[d@DCC] C-36 thoughts
Russell McOrmond
russell at flora.ca
Mon May 26 10:43:24 EDT 2003
On Sun, 25 May 2003 mskala at ansuz.sooke.bc.ca wrote:
> than in the regulations, and if we're revising the requirement at this
> time, now might be a good time to make it a condition for copyright
> protection, which would be a good thing to do.
I don't think I agree with the thinking so far on this.
I would prefer if we supported having the term of copyright dependent on
such a requirement, not copyright entirely. As an example, copyright is
10 years across the board from date of publish/etc. If copies are then
sent this would be used to increase term by some additional amount (up to
50 years total). No 'after death' clauses for economic rights.

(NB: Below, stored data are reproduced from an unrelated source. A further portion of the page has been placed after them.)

PR #905, opened 2021-04-01
Add ability to respond to friend request on profile

### LINKED ISSUE #591: Can't accept friend request on user's page
Subject: Can't accept friend request on user's page
Description:
Upon visiting a user's page who has sent you a friend request, it says "Pending friend request..." instead of having some kind of button to accept a request.

You have to go to Connections -> Friends to accept requests.

Steps:

Results:

Backend version: develop-7a5e0536
Frontend version: develop-7a5e0536
User Agent: Mozilla/5.0 (Macintosh; Intel Mac OS X 10.14; rv:86.0) Gecko/20100101 Firefox/86.0
Page: https://develop--frontend.preview.coucher.org/user/aapeli
User ID: 4

javiwq:
Closes #591 

On another user's profile, iff there is a pending friend request, checks if request has been sent or recieved. If sent, shows a disabled 'pending' button (like original implementation). If received, shows 'pending' button that opens a menu with accept or reject.


app/frontend/src/features/profile/actions/PendingRequest.tsx
```diff
@@ -0,0 +1,61 @@
...
+import PendingFriendRequestSent from "./PendingFriendRequestSent";
+import RespondToFriendRequestProfileButton from "./RespondToFriendRequestProfileButton";
+
+interface PendingRequestProps {
+  userId: number;
+  setMutationError: SetMutationError;
+}
+
+function CheckSentRequests(userId: number) {
+  const friendRequestsSent = useFriendRequests("sent").data;
```
lucaslcode: Use `{ data }` like you did for the other one

app/frontend/src/features/profile/actions/PendingRequest.tsx
```diff
@@ -0,0 +1,61 @@
...
+  const friendRequestToUser = friendRequestsSent?.find(
+    (e) => e.userId === userId
+  );
+  if (friendRequestToUser !== undefined) {
+    const request = friendRequestToUser;
+    return request;
+  } else {
+    return false;
+  }
```
lucaslcode:
```suggestion
  return friendRequestToUser ? friendRequestToUser : false;
```
You could argue that what you wrote is more clear, and it's better for code to be clear and easily understandable rather than just have fewer lines. However in js/ts we abuse truthiness/falsiness pretty often so I would say the suggestion is usual enough to make it more concise like this.

app/frontend/src/features/profile/actions/PendingRequest.tsx
```diff
@@ -0,0 +1,61 @@
...
+  const friendRequestsReceived = data;
+  const friendRequestFromUser = friendRequestsReceived?.find(
+    (e) => e.userId === userId
+  );
+  if (friendRequestFromUser !== undefined) {
+    const request = friendRequestFromUser;
+    return request;
+  } else {
+    return false;
+  }
```
lucaslcode: as above

app/frontend/src/features/profile/actions/PendingRequest.tsx
```diff
@@ -0,0 +1,61 @@
...
+}
```
lucaslcode: These functions should be hooks. `useRequestSentToUser` / `useRequestReceivedFromUser` (or a better name, if you can think of one). The reason is they contain hooks themselves, and hooks and only be in other hooks or components (you probably had a lint error which went away when you put a capital letter. Sentence case is for components only, and hooks are allowed in components)

app/frontend/src/features/profile/actions/PendingRequest.tsx
```diff
@@ -0,0 +1,61 @@
...
+          state={request.state}
+          setMutationError={setMutationError}
+        />
+      );
+    }
+  } else if (CheckSentRequests(userId) !== false) {
+    return <PendingFriendRequestSent />;
+  }
+  return null;
+}
```
lucaslcode: Since these functions are actually hooks, they can't be used in branching statements (like `if`).  Just put your two hooks at the top and then use branching after to return the components you want (usually with a ternary operator rather than an if statement).

lucaslcode: (The reason hooks can't be used in branching, is because React expects them to always appear in the same order behind the scenes, or it will get their values confused. [More info here](https://www.netlify.com/blog/2019/03/11/deep-dive-how-do-react-hooks-really-work/).)

app/frontend/src/features/profile/actions/RespondToFriendRequestProfileButton.tsx
```diff
@@ -0,0 +1,116 @@
...
+interface RespondToFriendRequestProfileButtonProps {
+  friendRequestId: number;
+  state: FriendRequest.FriendRequestStatus;
+  setMutationError: SetMutationError;
+}
+
+export const RESPOND_TO_FRIEND_REQUEST_MENU_ID =
+  "respond-to-friend-request-actions-menu";
+
+function RespondToFriendRequestProfileButton({
```
lucaslcode: `RespondFriendRequestButton` is fine, since it's in the `profile` feature folder

app/frontend/src/features/profile/actions/RespondToFriendRequestProfileButton.tsx
```diff
@@ -0,0 +1,116 @@
...
+        onClose={handleClose("menu")}
+        open={isOpen.menu}
+      >
+        {" "}
+        {isLoading || isSuccess ? (
+          <CircularProgress />
+        ) : (
+          <>
+            <MenuItem onClick={handleClick("accepted")}>
+              {
```
lucaslcode: These braces (and similar below) aren't necessary (are they??)

app/frontend/src/features/profile/actions/RespondToFriendRequestProfileButton.tsx
```diff
@@ -0,0 +1,116 @@
...
+                <IconButton
+                  aria-label="Accept request"
```
lucaslcode: move to a constant

app/frontend/src/features/profile/actions/RespondToFriendRequestProfileButton.tsx
```diff
@@ -0,0 +1,116 @@
...
+                  }}
+                >
+                  <CheckIcon />
+                </IconButton>
+              }
+            </MenuItem>
+            <MenuItem onClick={handleClick("rejected")}>
+              {
+                <IconButton
+                  aria-label="Decline request"
```
lucaslcode: move to a constant

app/frontend/src/features/profile/actions/PendingFriendRequestSent.tsx
```diff
@@ -0,0 +1,25 @@
...
+    backgroundColor: theme.palette.grey[100],
+  },
+}));
+
+export default function PendingFriendRequestSent() {
+  const classes = useStyles();
+  return (
+    <Button
+      startIcon={<PersonAddIcon />}
+      className={classNames({ [classes.disabledButton]: true })}
```
lucaslcode: `classNames(classes.disabledButton)` works. But if there's only one class, just use the class directly: 
```suggestion
      className={classes.disabledButton}
```

app/frontend/src/features/profile/actions/RespondToFriendRequestProfileButton.tsx
```diff
@@ -0,0 +1,116 @@
...
+        {isLoading || isSuccess ? (
+          <CircularProgress />
+        ) : (
+          <>
+            <MenuItem onClick={handleClick("accepted")}>
+              {
+                <IconButton
+                  aria-label="Accept request"
+                  onClick={() => {
+                    reset();
```
lucaslcode: What does this reset do?

lucaslcode: I see it's copied from the other page. Try without - `reset` is used to clear the error and data, but since we're using `setMutationError` I don't think it's needed. If it works, remove it from the other page too :)

lucaslcode: I usually fake an error in chrome dev tools by going network->throttling->offline, then clicking

app/frontend/src/features/profile/actions/RespondToFriendRequestProfileButton.tsx
```diff
@@ -0,0 +1,116 @@
...
+        {PENDING}
+      </Button>
+      <Menu
+        anchorEl={menuAnchor.current}
+        id={RESPOND_TO_FRIEND_REQUEST_MENU_ID}
+        onClose={handleClose("menu")}
+        open={isOpen.menu}
+      >
+        {" "}
+        {isLoading || isSuccess ? (
```
lucaslcode: On success I guess the parent component removes this one. Maybe add a comment here just to make it clear.

app/frontend/src/features/profile/actions/PendingFriendRequestSent.tsx
lucaslcode: However, I'm surprised this class is necessary - shouldn't it be appropriately styled anyway if `disabled={true}`?

app/frontend/src/features/profile/actions/PendingRequest.tsx
```diff
@@ -0,0 +1,61 @@
...
+          friendRequestId={request.friendRequestId}
+          state={request.state}
+          setMutationError={setMutationError}
+        />
+      );
+    }
+  } else if (CheckSentRequests(userId) !== false) {
+    return <PendingFriendRequestSent />;
+  }
+  return null;
```
lucaslcode: What happens while this component is checking if a request is sent or received? We don't want elements popping in

lucaslcode (changes requested):
This is a great start!

If you feel up to it, it would be good to create `Overview.test.tsx` that checks if the right buttons are displayed in the right cases.

lucaslcode:
Also - there's a syntax error with the build. I suspect something happened with the merge, maybe revert that commit and try again (or I can try)

app/frontend/src/features/profile/view/Overview.tsx
```diff
@@ -95,9 +96,17 @@ export default function Overview({ user, setIsRequesting }: OverviewProps) {
...
-            {user.friends !== User.FriendshipStatus.FRIENDS ? (
-              <AddFriendButton
-                isPending={user.friends === User.FriendshipStatus.PENDING}
+            {user.friends !== User.FriendshipStatus.FRIENDS &&
+              user.friends !== User.FriendshipStatus.PENDING && (
+                <AddFriendButton
+                  userId={user.userId}
+                  setMutationError={setMutationError}
+                />
+              )}
```
```suggestion
            {user.friends === User.FriendshipStatus.NOT_FRIENDS && (
                <AddFriendButton
                  userId={user.userId}
                  setMutationError={setMutationError}
                />
             )}
```
You can check the user is `NOT_FRIENDS` instead to simplify the logic.

app/frontend/src/features/profile/actions/PendingRequest.tsx
```diff
@@ -0,0 +1,61 @@
...
+import RespondToFriendRequestProfileButton from "./RespondToFriendRequestProfileButton";
+
+interface PendingRequestProps {
+  userId: number;
+  setMutationError: SetMutationError;
+}
+
+function CheckSentRequests(userId: number) {
+  const friendRequestsSent = useFriendRequests("sent").data;
+  const friendRequestToUser = friendRequestsSent?.find(
```
darrenvong: You can determine if you've sent a request to the user through the `user.friends` field (which you get through the user object when you're on the profile page component) and so all of the logics here to figure out from list of friend request sent is unnecessary.

app/frontend/src/features/profile/actions/PendingRequest.tsx
darrenvong: We could even simplify this further by doing `!!friendRequestToUser`? That way, it's returning the same data type (as a boolean) which makes the intent clearer that we're checking if a friend request has been sent or not, rather than interested in the full object itself in this context.

I think this logic is only needed for checking request received based on my other comment above.

app/frontend/src/features/profile/actions/PendingRequest.tsx
```diff
@@ -0,0 +1,61 @@
...
+    const request = friendRequestToUser;
+    return request;
+  } else {
+    return false;
+  }
+}
+
+function CheckReceivedRequests(userId: number) {
+  const { data } = useFriendRequests("received");
+  const friendRequestsReceived = data;
```
darrenvong:
```suggestion
  const { data: friendRequestReceived } = useFriendRequests("received");
```
You can directly rename in an object destructure rather than doing it separately

app/frontend/src/features/profile/actions/PendingFriendRequestSent.tsx
javiwq: You're right, I had copy pasted from previous code but indeed the class is not necessary! It styles anyways with `disabled={true}`

app/frontend/src/features/connections/friends/AddFriendButton.tsx
```diff
@@ -49,16 +39,13 @@ export default function AddFriendButton({
   return (
     <Button
       startIcon={<PersonAddIcon />}
-      className={classNames({ [classes.disabledButton]: isPending })}
-      disabled={isPending}
+      className={classNames()}
```
darrenvong:
```suggestion
```
Redundant code since no class names are needed

app/frontend/src/features/connections/friends/AddFriendButton.tsx
```diff
@@ -1,33 +1,23 @@
-import { makeStyles } from "@material-ui/core";
 import classNames from "classnames";
```
darrenvong: You may want to pay attention to lint warnings to see if this is still needed or not. Remove if unused, which I think will be the case

app/frontend/src/features/profile/actions/RespondToFriendRequestProfileButton.tsx
javiwq: Actually that part wasn't necessary to have in there now that I'm testing around. On success in fact the entire button disappears!

app/frontend/src/features/profile/actions/RespondToFriendRequestProfileButton.tsx
javiwq: No, you're right.

app/frontend/src/features/profile/actions/PendingRequest.tsx
javiwq: I changed it to the suggestion by @lucaslcode because the purpose is not just to check whether a request has been sent or received, but also return the friend request object so its `friendRequestId` and `state` properties can be accessed.

app/frontend/src/features/profile/actions/PendingRequest.tsx
javiwq: Thanks so much for all your feedback. Question about this - by "all the logics", do you refer to the `?` in `friendRequestsSent?.find(`? That is there because `useFriendRequests()` returns an object which is possibly undefined.

app/frontend/src/features/profile/actions/RespondFriendRequestButton.tsx
```diff
@@ -0,0 +1,106 @@
...
+interface RespondToFriendRequestProfileButtonProps {
+  friendRequestId: number;
+  state: FriendRequest.FriendRequestStatus;
+  setMutationError: SetMutationError;
+}
+
+export const RESPOND_TO_FRIEND_REQUEST_MENU_ID =
+  "respond-to-friend-request-actions-menu";
+
+function RespondToFriendRequestProfileButton({
```
darrenvong:
```suggestion
function RespondToFriendRequestButton({
```

app/frontend/src/features/profile/actions/RespondFriendRequestButton.tsx
```diff
@@ -0,0 +1,106 @@
...
+import { CheckIcon, CloseIcon, PersonAddIcon } from "components/Icons";
+import Menu, { MenuItem } from "components/Menu";
+import { PENDING } from "features/connections/constants";
+import { ACCEPT_REQUEST, DECLINE_REQUEST } from "features/profile/constants";
+import { SetMutationError } from "features/connections/friends";
+import useRespondToFriendRequest from "features/connections/friends/useRespondToFriendRequest";
+import { FriendRequest } from "pb/api_pb";
+import React, { useRef, useState } from "react";
+
+interface RespondToFriendRequestProfileButtonProps {
```
darrenvong:
```suggestion
interface RespondToFriendRequestButtonProps {
```

app/frontend/src/features/profile/actions/RespondFriendRequestButton.tsx
```diff
@@ -0,0 +1,106 @@
...
+}
+
+export const RESPOND_TO_FRIEND_REQUEST_MENU_ID =
+  "respond-to-friend-request-actions-menu";
+
+function RespondToFriendRequestProfileButton({
+  friendRequestId,
+  state,
+  setMutationError,
+}: RespondToFriendRequestProfileButtonProps) {
```
darrenvong:
```suggestion
}: RespondToFriendRequestButtonProps) {
```

app/frontend/src/features/profile/actions/RespondFriendRequestButton.tsx
```diff
@@ -0,0 +1,106 @@
...
+                setMutationError,
+              });
+            }}
+          >
+            <CloseIcon />
+          </IconButton>
+        </MenuItem>
+      </Menu>
+    </>
+  ) : null;
```
darrenvong:
```suggestion
  return (
    <>
      <Button
        startIcon={<PersonAddIcon />}
        innerRef={menuAnchor}
        onClick={handleClick("menu")}
        aria-controls={RESPOND_TO_FRIEND_REQUEST_MENU_ID}
      >
        {PENDING}
      </Button>
      <Menu
        anchorEl={menuAnchor.current}
        id={RESPOND_TO_FRIEND_REQUEST_MENU_ID}
        onClose={handleClose("menu")}
        open={isOpen.menu}
      >
        <MenuItem onClick={handleClick("accepted")}>
          <IconButton
            aria-label={ACCEPT_REQUEST}
            onClick={() => {
              reset();
              respondToFriendRequest({
                accept: true,
                friendRequestId,
                setMutationError,
              });
            }}
          >
            <CheckIcon />
          </IconButton>
        </MenuItem>
        <MenuItem onClick={handleClick("rejected")}>
          <IconButton
            aria-label={DECLINE_REQUEST}
            onClick={() => {
              reset();
              respondToFriendRequest({
                accept: false,
                friendRequestId,
                setMutationError,
              });
            }}
          >
            <CloseIcon />
          </IconButton>
        </MenuItem>
      </Menu>
    </>
  );
```
This check is unnecessary - since it has already been done by the parent component so we know there is a pending friend request here at this point.

app/frontend/src/features/profile/actions/RespondToFriendRequestProfileButton.tsx
javiwq: Indeed I took it from the `FriendRequestsReceived` implementation, but after faking some errors and trying it out `reset` does not seem to be needed :)

app/frontend/src/features/profile/actions/PendingRequest.tsx
javiwq: I attempted to add a circular progress element now while it is loading

javiwq:
Thank you both for your comments! I went through them and cleaned up the code. I just saw #955 though, so I will change the implenetation to reflect the API change (which I think @aapeliv is working on as I type this) next.

darrenvong (changes requested):
A few other loose things I saw earlier while I was looking too early 🙈

app/frontend/src/features/profile/actions/PendingRequest.tsx
darrenvong: Never mind, I got a bit confused by all of these logic as I thought everything is available on the `friends` field in the user object until I found that's not the case, hence I opened the issue you saw Aapeli looked at

darrenvong:
> I will change the implenetation to reflect the API change (which I think @aapeliv is working on as I type this) next.

Sorry about that! When I understood why you had to write two hooks to determine the pending status, I didn't like the fact we need to do so much data wrangling on the frontend to figure that information out - this should have been available from the API. The updated API should remove the need for you to keep the hooks altogether :)

javiwq:
No need to be sorry @darrenvong! Indeed this is better, and in retrospect I should've raised the issue myself when I realised I'd have to make a work around. Anyways, I applied your second round of comments, thanks again for the review! I will make the bigger change to the new API tomorrow :)

darrenvong:
Thanks for understanding! We are all learning here each time we write code and reviewing each other's work! You will know for the future to ask when you've done this a few times :)

app/frontend/src/features/profile/actions/PendingRequest.tsx
darrenvong: Ha also ignore what I said here then, this may soon be irrelevant with the updated API!

javiwq:
Closing this pull request, I think it will be better to make a new PR after the API change is merged :)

Moral rights should be separated. 50 years after death is appropriate,
but only for natural persons which are capable of death. Corporation
should not be able to claim moral rights at all, and 'work for hire' (if
it should exist at all) should only apply to economic rights. Whether an
unpublished work can be published in the future should be clearly
understood as a moral and not economic right, and thus not transferable
(other than to an estate after death).
I tried to approach this topic with someone from the writers union last
week who supports term extension. Their reasoning claims that some
unpublished works that say things that 'may harm the reputation of people
still living' was a legitimate reason. I think this is another case where
those who have spent too much time talking about hammers believe that the
only thing that exists are nails: term of copyright should not be used in
this way. Separating economic rights from moral rights or tort law issues
is very important -- different laws, or parts of laws, exist to serve
different purposes.
I don't care who these people are who would be harmed by words written
in the past by dead authors -- the harm to the public domain of term
extensions is greater.
Maybe there should be a condition for publishing of unpublished works
that they may be optionally subjected to tort law. If a living author
would have been successfully sued for defamation, then those unpublished
works should simply be purged and never published. Having a defamation
time-bomb capability built into our copyright regime does not seem
appropriate at all. Dead authors should not be able to defame!
> Also, whether it's limited or made a condition for copyright or left
> completely intact, I think it'd be really cool and totally in the spirit
> of the legislation for the regulations to require that the two copies sent
> to the central authority, must be TPM-free.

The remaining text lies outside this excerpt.